=== SUPPLIED ENTRIES ===

PR #63, opened 2019-11-01
Parse container for Psr\Container\ContainerInterface as well

### LINKED ISSUE #26: PSR-11 Container and AbstractController support
https://github.com/symfony/framework-bundle/blob/master/Controller/Controller.php is marked as deprecated since 4.2 and there is a new way of defining a controller through https://github.com/symfony/framework-bundle/blob/master/Controller/AbstractController.php. 

It also uses PSR-11 Container interface https://github.com/php-fig/container/blob/master/src/ContainerInterface.php, so currently phpstan not being able to find services.

tomasfejfar:
Fixes #26


lookyman:
Merged as 18887de5a3334b306307ad214d83be0a79857f28, thanks!

PR #68, opened 2019-12-10
Add stubs for (some) Symfony iterable types

VasekPurchart:
These are types where PHPStan on lvl 6 was complaining about missing iterable information (in our codebase) - there will be probably more, but I think especially the form ones are quite wide spread.

Original types for reference:

* [FormBuilderInterface](https://github.com/symfony/symfony/blob/v5.0.1/src/Symfony/Component/Form/FormBuilderInterface.php)
* [FormInterface](https://github.com/symfony/symfony/blob/v5.0.1/src/Symfony/Component/Form/FormInterface.php)
* [Session](https://github.com/symfony/symfony/blob/v5.0.1/src/Symfony/Component/HttpFoundation/Session/Session.php)
* [HeaderBag](https://github.com/symfony/symfony/blob/v5.0.1/src/Symfony/Component/HttpFoundation/HeaderBag.php)

As per discussion with @ondrejmirtes I am not adding any dependencies.

### DIFF
--- a/stubs/HeaderBag.php
+++ b/stubs/HeaderBag.php
@@ -1,0 +1,16 @@
+<?php
+
+namespace Symfony\Component\HttpFoundation;
+
+/**
+ * @implements \IteratorAggregate<string, string|string[]>
+ */
+class HeaderBag implements \IteratorAggregate
+{
+
+	/**
+	 * @phpstan-return \Traversable<string, string|string[]>
+	 */
+	public function getIterator() {}
+
+}
--- a/stubs/Session.php
+++ b/stubs/Session.php
@@ -1,0 +1,16 @@
+<?php
+
+namespace Symfony\Component\HttpFoundation\Session;
+
+/**
+ * @implements \IteratorAggregate<string, mixed>
+ */
+class Session implements \IteratorAggregate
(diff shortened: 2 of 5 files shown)


stubs/HeaderBag.php
```diff
@@ -0,0 +1,16 @@
+<?php
+
+namespace Symfony\Component\HttpFoundation;
+
+/**
+ * @implements \Traversable<string, string|string[]>
```
ondrejmirtes: This is wrong - it has to `@implements \IteratorAggregate`

stubs/Session.php
```diff
@@ -0,0 +1,16 @@
+<?php
+
+namespace Symfony\Component\HttpFoundation\Session;
+
+/**
+ * @implements \Traversable<string, mixed>
```
ondrejmirtes: This is wrong - it has to `@implements \IteratorAggregate`

ondrejmirtes:
Thanks!

VasekPurchart:
Thanks, tested dev-master with deleted stubs in our codebase and works as expected :)

lookyman:
Thank you!

PR #72, opened 2020-01-20
Add a bunch of stubs

dbrekelmans:
Mostly adding `array<mixed>` where symfony documents `array` (phpstan will complain about this on max level when implementing these interfaces). 

Also added an "empty" `ContainerBuilder` stub, since phpstan complained about not knowing the class when seeing it in `ExtensionInterface.stub`. If there's another way to fix this please let me know.

These changes are based off of symfony 4.4 and tested on a medium to large-ish codebase.

### DIFF
--- a/stubs/EventSubscriberInterface.stub
+++ b/stubs/EventSubscriberInterface.stub
@@ -1,0 +1,11 @@
+<?php
+
+namespace Symfony\Component\EventDispatcher;
+
+interface EventSubscriberInterface
+{
+    /**
+     * @return array<string, string|array<string, int>|array<int, string|array<string, int>|array<int, string>>>
+     */
+    public static function getSubscribedEvents();
+}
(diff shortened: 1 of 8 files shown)


stubs/EventSubscriberInterface.stub
```diff
@@ -0,0 +1,11 @@
+<?php
+
+namespace Symfony\Component\EventDispatcher;
+
+interface EventSubscriberInterface
+{
+    /**
+     * @return array<string, string|array<string, int>|array<int, string|array<string, int>|array<int, string>>>
```
dbrekelmans: This is clearly documented at https://github.com/symfony/symfony/blob/master/src/Symfony/Component/EventDispatcher/EventSubscriberInterface.php and tested agains a codebase that uses all the different structures.

lookyman:
I'll have a proper look a bit later, but it looks good. Thanks.

lookyman:
Thank you!

PR #87, opened 2020-06-15
Add stub for KernelTestCase

Khartir:
This adds a stub for `Symfony\Bundle\FrameworkBundle\Test\KernelTestCase` to set the type of `$container` to `Symfony\Bundle\FrameworkBundle\Test\TestContainer` which in turn allows access to private services in tests as mentioned in https://github.com/phpstan/phpstan-symfony/issues/4


Khartir:
Apparently this has been fixed.

PR #90, opened 2020-08-11
Update README.md

antishov:
Hi
There is no need to use `%rootDir%/../../../var/cache`, because `%kernel.cache_dir%` parameter is available


ondrejmirtes:
Hi, you're mixing up config of Symfony and PHPStan. PHPStan has no config parameter called `%kernel.cache_dir%`.

PR #92, opened 2020-08-13
Add template for AclProviderInterface

VincentLanglet:
Hi @ondrejmirtes 

If I understand correctly template and I didn't make any mistake, this PR seems better than https://github.com/symfony/security-acl/pull/60.

By the way I have two others questions:
- WDYT about supporting directory in the `stubFiles` config ? This way the following code would be enough.
```
stubFiles:
    - stubs/
```

- WDYT about using the same directory structure than Symfony inside the stub directory ? There will be more and more file, and it can be easier to find them if we follow the namespace.


stubs/AclProviderInterface.stub
```diff
@@ -0,0 +1,21 @@
+<?php
+
+namespace Symfony\Component\Security\Acl\Model;
+
+use Symfony\Component\Security\Acl\Model\AclInterface;
+
+/**
+ * @template TAcl of AclInterface
+ */
+interface AclProviderInterface extends AclProviderInterface
```
ondrejmirtes, line 10: `AclProviderInterface extends AclProviderInterface`?

ondrejmirtes: And BTW you don't have to solve this with generics, I'm not sure it makes sense here. You can simply override the method in the child MutableAclProviderInterface and say it returns MutableAclInterface.

VincentLanglet: > And BTW you don't have to solve this with generics, I'm not sure it makes sense here. You can simply override the method in the child MutableAclProviderInterface and say it returns MutableAclInterface.

I made a new try.

ondrejmirtes: Yeah, this is nicer, thanks. Please fix the build, you need to follow this tidbit:

> Why is PHPStan complaining about “Class not found” in a stub file?

https://phpstan.org/user-guide/stub-files

ondrejmirtes: Yeah, namespaces could be honored in the directory structure :)

For the directories it'd have to be a new config key `stubDirectories` but I don't think it's really necessary.

VincentLanglet: I made the following changes:
- honored namespaces with directory inside the stubs one
- run the linter on the stubs files.
- Add the missing stubs classes.

Not every methods are defined in a stubs file. In the same way, do I have to write `interface MutableAclProviderInterface extends AclProviderInterface` in a stub file or can I just write 
`interface MutableAclProviderInterface` and avoid defining `AclProviderInterface` ?

ondrejmirtes: The build is still failing. It's better to write `interface MutableAclProviderInterface extends AclProviderInterface`, seems more complete, although that information is currently unused from the stubs.

VincentLanglet:
I need https://github.com/phpstan/phpstan/issues/3111 first

VincentLanglet:
@ondrejmirtes I removed the `findAcls` annotation since it requires the next phpstan major.
So this PR is now ready to merge.

VincentLanglet:
@ondrejmirtes I rebase master ; this PR is ready to merge

ondrejmirtes:
Hi, I'm sorry, but this PR does too many things at once and it's unlikely to be merged.

1) Adds AclProviderInterface stub - should be in a separate PR.
2) Moves stubs into subdirectories - should be a separate PR.
3) Adds CS to stubs - not interested in this, sorry, as other repositories don't have this and there's little value in that.

Issue #91, opened 2020-08-11
http-foundation InputBag::get with default value should not return null


raalderink:
If you use HTTPFoundation's Request, and then get specific input bags (query/request,...), the `get` may return `string|null`. However, if you pass parameter #2 `$default` as non-null value, it will never return `null`, and always a string.

So for example this code can never return null;

```
$request->query->get('name', 'default value');
```

Currently, because the typehint on the function is `string|null`, PHPStan will complain if you pass this to a function with a non-null argument, even though it will never return null;

```
Parameter #2 $name of class Foo constructor expects string, string|null given
```

This is tested on Symfony 5.1.

raalderink:
I'll be working on a fix for this and will create a PR when ready

ondrejmirtes:
This needs a dynamic return type extension https://phpstan.org/developing-extensions/dynamic-return-type-extensions :)

ruudk:
Fixed in https://github.com/phpstan/phpstan-symfony/pull/107

Can be closed.

PR #93, opened 2020-08-14
Fix InputBagDynamicReturnTypeExtension

raalderink:
For the InputBag::get, if you add a default string parameter, it will always return a string. This is new in Symfony 5.0.

Fixes issue #91

### DIFF
--- a/composer.json
+++ b/composer.json
@@ -33,7 +33,7 @@
     "squizlabs/php_codesniffer": "^3.3.2",
     "symfony/console": "^4.0",
     "symfony/framework-bundle": "^4.0",
-    "symfony/http-foundation": "^4.0|^5.0",
+    "symfony/http-foundation": "^4.0 || ^5.0",
     "symfony/messenger": "^4.2",
     "symfony/serializer": "^4.0"
   },
--- a/composer.json
+++ b/composer.json
@@ -33,7 +33,7 @@
     "squizlabs/php_codesniffer": "^3.3.2",
     "symfony/console": "^4.0",
     "symfony/framework-bundle": "^4.0",
-    "symfony/http-foundation": "^4.0",
+    "symfony/http-foundation": "^4.0|^5.0",
     "symfony/messenger": "^4.2",
     "symfony/serializer": "^4.0"
   },
--- a/src/Type/Symfony/InputBagDynamicReturnTypeExtension.php
+++ b/src/Type/Symfony/InputBagDynamicReturnTypeExtension.php
@@ -1,0 +1,38 @@
+<?php declare(strict_types=1);
+
+namespace PHPStan\Type\Symfony;
+
+use PhpParser\Node\Expr\MethodCall;
+use PHPStan\Analyser\Scope;
+use PHPStan\Reflection\MethodReflection;
+use PHPStan\Reflection\ParametersAcceptorSelector;
+use PHPStan\Type\Constant\ConstantStringType;
+use PHPStan\Type\DynamicMethodReturnTypeExtension;
+use PHPStan\Type\StringType;
+use PHPStan\Type\Type;
+
+final class InputBagDynamicReturnTypeExtension implements DynamicMethodReturnTypeExtension
+{
+	public function getClass(): string
+	{
+		return 'Symfony\Component\HttpFoundation\InputBag';
+	}
+
+	public function isMethodSupported(MethodReflection $methodReflection): bool
+	{
+		return $methodReflection->getName() === 'get';
+	}
+
+	public function getTypeFromMethodCall(
+		MethodReflection $methodReflection,
+		MethodCall $methodCall,
+		Scope $scope
+	): Type
+	{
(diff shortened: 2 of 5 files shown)


src/Type/Symfony/InputBagDynamicReturnTypeExtension.php
```diff
@@ -0,0 +1,38 @@
...
+use PhpParser\Node\Expr\MethodCall;
+use PHPStan\Analyser\Scope;
+use PHPStan\Reflection\MethodReflection;
+use PHPStan\Reflection\ParametersAcceptorSelector;
+use PHPStan\Type\Constant\ConstantStringType;
+use PHPStan\Type\DynamicMethodReturnTypeExtension;
+use PHPStan\Type\StringType;
+use PHPStan\Type\Type;
+
+final class InputBagDynamicReturnTypeExtension implements DynamicMethodReturnTypeExtension
```
ondrejmirtes, line 14: The extension needs to be registered in `extension.neon`.

composer.json
```diff
@@ -33,7 +33,7 @@
     "squizlabs/php_codesniffer": "^3.3.2",
     "symfony/console": "^4.0",
     "symfony/framework-bundle": "^4.0",
-    "symfony/http-foundation": "^4.0",
+    "symfony/http-foundation": "^4.0|^5.0",
```
ondrejmirtes, line 36: Why this change? Doesn't seem related to the rest.

src/Type/Symfony/InputBagDynamicReturnTypeExtension.php
```diff
@@ -0,0 +1,38 @@
...
+		return $methodReflection->getName() === 'get';
+	}
+
+	public function getTypeFromMethodCall(
+		MethodReflection $methodReflection,
+		MethodCall $methodCall,
+		Scope $scope
+	): Type
+	{
+		if (isset($methodCall->args[1]) && $scope->getType($methodCall->args[1]->value) instanceof ConstantStringType) {
```
ondrejmirtes, line 32: I'd rather use this logic:

```php
$argType = $scope->getType($methodCall->args[1]->value);
$isNull = (new NullType())->isSuperTypeOf($argType);
$isString = (new StringType())->isSuperTypeOf($argType);
$compare = $isNull->compareTo($isString);
if ($compare === $isString) {
    return new StringType();
}

return ParametersAcceptorSelector::selectSingle($methodReflection->getVariants())->getReturnType();
```

It will work better in some edge cases:

1) If we have `mixed`, the default return type will be used.
2) If we have `string|null`, the default return type will be used.

composer.json
raalderink: The InputBag is new in Symfony 5, didn't exist in 4 yet, so to run the tests we need Symfony 5

ondrejmirtes: There currently isn't a nice way to test it in a 3rd party package, so you can delete the file `tests/Type/Symfony/input_bag_get.php` which isn't very useful currently.

raalderink: Okay, fair, so just delete the tests altogether?

ondrejmirtes: Oh sorry, I haven't noticed there's actually a way here in phpstan-symfony with the ExtensionTestCase :) I just thought you create the file `input_bag_get.php` and let PHPStan analyse it, but right now you're actually checking the return types which is great :) So feel free to add some tests that fail with `mixed`, `string|null` etc. and see how my suggested logic fixes that :)

raalderink: I'm not quite sure what you want me too add there? The `$default` parameter can technically be mixed, however, anything other than a string will throw a deprecation notice. Besides, falling back on default will say `string|null` either way, no matter what you put in `$default`, so I'm not sure if it would matter. I'm fine with adding other types to the test but the result will be the same :P

ondrejmirtes: `mixed` means that it can be a string or null and we can't be sure, so the return type also has to be `string|null`. I just want to test the extension for `mixed` and `string|null` types as the second parameter.

raalderink: PR updated, I think that's what you were looking for?

ondrejmirtes: Approximately :) Thanks.

ondrejmirtes: Please fix the build: https://travis-ci.com/github/phpstan/phpstan-symfony/jobs/372130355

ruudk:
@raalderink Anything I can do to help this PR get merged? I'm having the same issue while upgrading to Symfony 5.

ruudk:
Created a PR on your fork to get rid of the failing test. https://github.com/raalderink/phpstan-symfony/pull/1

raalderink:
@ruudk Thanks, I had lost track of this as I went on holiday

ondrejmirtes:
Hi, the logic in the extension is solid but:

1) I don't get the change in composer.json.
2) The build failed.

ruudk:
@raalderink Are you going to fix this or should I take it over?

ruudk:
@ondrejmirtes @raalderink Let's continue in https://github.com/phpstan/phpstan-symfony/pull/107 which is ✅  and ready to merge 🎉

PR #100, opened 2020-10-03
Update README.md

ThomasLandauer:
Fixing path. If the file is in `test`, you just need to go up *one* level. See https://github.com/phpstan/phpstan-doctrine/pull/148 for Doctrine.


ondrejmirtes:
Thank you.

PR #106, opened 2020-10-21
Bump minimum versions to prevent deprecations while running in lowest mode

ruudk:
This removes the deprecations. These are confusing for contributors.


ondrejmirtes:
Thank you!

PR #108, opened 2020-10-22
Add FormTypeExtensionInterface stub

pscheit-lillydoo:
Since it implements nearly the same interface, but isn't typehinted either ($options missing iterable type)

How can I test that?

### DIFF
--- a/stubs/FormTypeExtensionInterface.stub
+++ b/stubs/FormTypeExtensionInterface.stub
@@ -1,0 +1,21 @@
+<?php
+
+namespace Symfony\Component\Form;
+
+interface FormTypeExtensionInterface
+{
+    /**
+     * @param array<mixed> $options
+     */
+    public function buildForm(FormBuilderInterface $builder, array $options): void;
+
+    /**
+     * @param array<mixed> $options
+     */
+    public function buildView(FormView $view, FormInterface $form, array $options): void;
+
+    /**
+     * @param array<mixed> $options
+     */
+    public function finishView(FormView $view, FormInterface $form, array $options): void;
+}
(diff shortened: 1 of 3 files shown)


pscheit-lillydoo:
Thank you for writing phpstan!

I accept the code of conduct in phpstan/phpstan-src

Greetings

ondrejmirtes:
Hi, what kind of bug this solves? Thank you.

pscheit-lillydoo:
```php

Class MyTypeExtension implements FormTypeExtensionInterface
{
    public function buildForm(FormBuilderInterface $builder, array $options)
    {
    }
\
```

phpstan would say: 

```
$options type has no value type specified in iterable type array
```

its the same case as the FormTypeInterface Stub

ondrejmirtes:
How does the `$options` array going into these methods usually looks like?

pscheit-lillydoo:
e.g. for a collection type 

```php
 [
    'entry_type' => EmailType::class,
    'entry_options' => [
        'attr' => ['class' => 'email-box'],
    ],
]);
```

basically everything mentioned here https://symfony.com/doc/current/reference/forms/types.html#other-fields
listed as options of the form types.  
But could be custom options, too, depends on the formType (if it is a custom one, too)

ondrejmirtes:
So is it `array<string, mixed>`?

pscheit-lillydoo:
yes sir, exactly as stated in the stub

stubs/FormTypeExtensionInterface.stub
```diff
@@ -0,0 +1,21 @@
+<?php
+
+namespace Symfony\Component\Form;
+
+interface FormTypeExtensionInterface
+{
+    /**
+     * @param array<mixed> $options
```
pscheit-lillydoo, line 8: this is the correct type

ondrejmirtes:
Nope, your stub says `array<mixed>`.

pscheit-lillydoo:
arg, right 👍

ondrejmirtes:
Push the fix here in this PR, thanks.

ondrejmirtes:
Thank you, tagged as 0.12.10.

PR #210, opened 2021-11-29
Fix false positive "Service ... is private." when using KernelTestCase::$container

jeroennoten:
This fixes the false positive reported in #27.

This makes sure that when you call `self::$container->get(...)` in a `KernelTestCase`, you don't get the 'Service ... is private.' error.


ondrejmirtes:
Thank you!

PR #211, opened 2021-11-29
Services are private by default

### LINKED ISSUE #75: ContainerInterfacePrivateServiceRule should report services that are implicitly private
[Since Symfony 3.4, services are private by default](https://symfony.com/blog/new-in-symfony-3-4-services-are-private-by-default). However, the [`XmlServiceMapFactory`](https://github.com/phpstan/phpstan-symfony/blob/master/src/Symfony/XmlServiceMapFactory.php) still assumes that a service is public if the `public` attribute hasn't been set:

https://github.com/phpstan/phpstan-symfony/blob/a6d87e0068741327f99cf3ec0e9c4f6809e602e2/src/Symfony/XmlServiceMapFactory.php#L48-L54

([the 3rd argument of the `Service` constructor is `bool $public`](https://github.com/phpstan/phpstan-symfony/blob/a6d87e0068741327f99cf3ec0e9c4f6809e602e2/src/Symfony/Service.php#L26)).

This means that the [`ContainerInterfacePrivateServiceRule`](https://github.com/phpstan/phpstan-symfony/blob/master/src/Rules/Symfony/ContainerInterfacePrivateServiceRule.php) will only report private services if they are explicitly marked as private in their service configuration, but not if they are implicitly private.

In order to correctly report private services being fetched from the container, this logic should be reversed so that a service without a `public` flag is considered private:

```php
$service = new Service(
	// ...
	isset($attrs->public) && (string) $attrs->public !== 'false',
	// ...
);
```

That will result in false positives for Symfony versions < 3.4, [but those versions are no longer supported by Symfony itself](https://symfony.com/releases). Alternatively, the `XmlServiceMapFactory` would have to determine the Symfony version and switch it's logic based on that, but I'm not sure if that's even possible...

jeroennoten:
This fixes #75.

This changes marks services as private when they are not explicitly public.

### DIFF
--- a/src/Symfony/XmlServiceMapFactory.php
+++ b/src/Symfony/XmlServiceMapFactory.php
@@ -48,7 +48,7 @@ final class XmlServiceMapFactory implements ServiceMapFactory
 			$service = new Service(
 				strpos((string) $attrs->id, '.') === 0 ? substr((string) $attrs->id, 1) : (string) $attrs->id,
 				isset($attrs->class) ? (string) $attrs->class : null,
-				!isset($attrs->public) || (string) $attrs->public !== 'false',
+				isset($attrs->public) && (string) $attrs->public === 'true',
 				isset($attrs->synthetic) && (string) $attrs->synthetic === 'true',
 				isset($attrs->alias) ? (string) $attrs->alias : null
 			);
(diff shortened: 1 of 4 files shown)


ondrejmirtes:
Thank you!

Pixelshaped:
This needs to be reverted/fixed, it doesn't cover legitimate use cases that the official documentation covers, see #219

===

### TASK:
Find the lines above that contain the string "changes" and answer with how many there are, nothing else.

### YOUR SOLUTION:
3